PR #6897, opened 2026-06-18
perf: Cache PreferenceManager2 in memory

### LINKED ISSUE #6878: Cache preference in memory
### Describe the feature

Cache preference key and value in memory, avoiding `.firstBlocking()` operandi

Faster access to preferences, avoid having us to cache response manually when a function fired the preference `.firstBlocking()` repeatedly

### Did the feature exist in Lawnchair Legacy?

No

### Example(s)

1. Store preference in memory
2. Update preference in memory on preference changed

### Additional context

_No response_

validcube:
### Description

Fixes #6878 

### Reasoning

Cache instead of run blocking every time prefs are accessed, changes applied to preference will be immediately synced everywhere.

For compatibility reason, this will not remove `.firstBlocking()` but instead deprecate it so that it won't be a breaking changes for existing PR, and allows more time for other user to adapt to the new `.firstCached(prefs2)`.

### Testing

Prefs test

### Type of change

✅ **Performance** (A code change that improves performance)

## Summary by CodeRabbit

* **Performance**
  * Improved responsiveness by switching many in-app preference reads to cached, non-blocking values across launcher UI, search, theming, gestures, and workspace/taskbar behaviors.
  * Added an in-memory preference cache to keep interactive updates feeling immediate.
* **Stability**
  * More consistent feature gating and rendering (including Smartspace and search) by relying on continuously refreshed cached preferences.
  * Properly stops background preference caching work when closing.
* **Developer Experience**
  * Added cached preference utilities (including lifecycle-aware Compose support) and discouraged blocking preference reads.

### DIFF
--- a/lawnchair/src/app/lawnchair/DeviceProfileOverrides.kt
+++ b/lawnchair/src/app/lawnchair/DeviceProfileOverrides.kt
@@ -96,20 +96,20 @@ class DeviceProfileOverrides @Inject constructor(
             prefs2: PreferenceManager2,
             defaultGrid: InvariantDeviceProfile.GridOption,
         ) : this(
-            numAllAppsColumns = prefs2.drawerColumns.firstCached(gridOption = defaultGrid, prefs2 = prefs2),
+            numAllAppsColumns = prefs2.drawerColumns.firstCached(gridOption = defaultGrid),
             numFolderRows = prefs.folderRows.get(defaultGrid),
-            numFolderColumns = prefs2.folderColumns.firstCached(gridOption = defaultGrid, prefs2 = prefs2),
+            numFolderColumns = prefs2.folderColumns.firstCached(gridOption = defaultGrid),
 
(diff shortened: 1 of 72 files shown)


SuperDragonXD (commented):
Is there a way to make the call sites less clunky, perhaps by using [context parameters](https://kotlinlang.org/docs/context-parameters.html) for `PreferenceImpl.firstCached()`?

If that's not possible as of now, we can just merge as is.

validcube:
> Is there a way to make the call sites less clunky, perhaps by using [context parameters](https://kotlinlang.org/docs/context-parameters.html) for `PreferenceImpl.firstCached()`?
> 
> If that's not possible as of now, we can just merge as is.

I have simplified the code although by providing a default prefs2 to the `firstCached` parameter instead of using context parameter since I figured that it would be less verbose.

SuperDragonXD (approved):

PR #6899, opened 2026-06-18
refactor: Canonically accurate bottomsheet

validcube:
### Description

Convert Lawnchair bottom sheet use with Launcher3 code to actual androidx buttom sheet.

This allow us to use expressive physics everywhere and make bottom sheet partial on area that needs it like CustomizeDialog

### Testing

Manual trigger

### Type of change

✅ **Refactor** (A code change that neither fixes a bug nor adds a feature)

## Summary by CodeRabbit

* **New Features**
  * Updated dialogs, prompts, and customization flows with a more consistent bottom-sheet experience.
  * Improved bottom-sheet interactions across settings, shortcuts, About, and icon-pack application flows.

* **Bug Fixes**
  * Improved dismissal behavior for confirmation, warning, and incompatibility prompts.
  * Refined gesture, sleep, accessibility, and App info actions so sheets close more reliably.


lawnchair/src/app/lawnchair/override/CustomizeDialog.kt
```diff
@@ -168,43 +182,67 @@ fun CustomizeAppDialog(
...
+        animationSpec = spring(stiffness = Spring.StiffnessMediumLow),
+        label = "BottomSheetBlurFraction",
+    )
+    val scrimAlpha = .32f * animatedFraction
+
+    ModalBottomSheet(
+        onDismissRequest = onClose,
+        sheetState = bottomSheetState,
+        containerColor = MaterialTheme.colorScheme.surface,
+        scrimColor = MaterialTheme.colorScheme.onSurface.copy(alpha = scrimAlpha),
```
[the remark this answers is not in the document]
validcube: This is intended behaviour, without darkening it would be distracting since the contrast is usually not in the bottom sheet favour.

lawnchair/src/app/lawnchair/ui/util/ProvideBottomSheetHandler.kt
```diff
@@ -132,25 +135,16 @@ fun ProvideBottomSheetHandler(
...
-                        showBottomSheet = false
-                    },
-                    contentWindowInsets = {
-                        windowInsets
-                    },
-                    scrimColor = if (supportsBlur) Color.Transparent else BottomSheetDefaults.ScrimColor,
-                ) {
-                    bottomSheetContent.content()
-                }
+                bottomSheetContent.content()
```
SuperDragonXD: Is there any advantage to moving the bottom sheet code from here to `AlertBottomSheetContent`? It feels like additional boilerplate.

lawnchair/src/app/lawnchair/views/ComposeBottomSheet.kt
```diff
@@ -1,62 +1,45 @@
...
 import app.lawnchair.util.ProvideLifecycleState
-import app.lawnchair.util.minus
 import com.android.launcher3.Launcher
-import com.android.launcher3.anim.PendingAnimation
-import com.android.launcher3.util.SystemUiController
 import com.android.launcher3.views.AbstractSlideInView
 import com.android.launcher3.views.ActivityContext
 import com.android.launcher3.views.BaseDragLayer
 
 class ComposeBottomSheet<T>(context: Context) : AbstractSlideInView<T>(context, null, 0) where T : Context, T : ActivityContext {
```
SuperDragonXD: If we migrate to a Compose-backed view, do we necessarily have to extend `AbstractSlideInView`? Considering that we don't really use the methods here anymore.

lawnchair/src/app/lawnchair/gestures/handlers/GestureWithAccessibilityHandler.kt
```diff
@@ -22,38 +27,61 @@ import app.lawnchair.lawnchairApp
...
+                    initialValue = SheetValue.Hidden,
+                    enabledValues = setOf(SheetValue.Hidden, SheetValue.Expanded),
+                )
+                val coroutineScope = rememberCoroutineScope()
+                val closeSheet = {
+                    coroutineScope.launch { sheetState.hide() }.invokeOnCompletion {
+                        close(true)
+                    }
+                    Unit
+                }
```
SuperDragonXD: We can inline this calls to a new function `rememberSheetState()` found in `ProvideBottomSheetHandler` to reduce boilerplate.

Same with `closeSheet` as well.

SuperDragonXD (changes requested):
Hello. Just have a few comments for this PR.

lawnchair/src/app/lawnchair/views/ComposeBottomSheet.kt
validcube: We still do, although less of it now since everything has moved to compose. We need it to so that the compose layer is attached with the AOSP base drag layer.

Since we don't use the entire `AbstractSlideInView`, I think we could migrate to `AbstractFloatingView` which is a leaner alternative.

lawnchair/src/app/lawnchair/ui/util/ProvideBottomSheetHandler.kt
validcube: Should be addressed in latest commit.

lawnchair/src/app/lawnchair/views/ComposeBottomSheet.kt
validcube: Should be addressed in latest commit.

lawnchair/src/app/lawnchair/gestures/handlers/GestureWithAccessibilityHandler.kt
validcube: Should be addressed in latest commit.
━━━━━━━━━━━━━━━━━━━━
Instructions for the task:
If a line in the records above contains the word "Added", copy it.

Response:
  * Added an in-memory preference cache to keep interactive updates feeling immediate.
  * Added cached preference utilities (including lifecycle-aware Compose support) and discouraged blocking preference reads.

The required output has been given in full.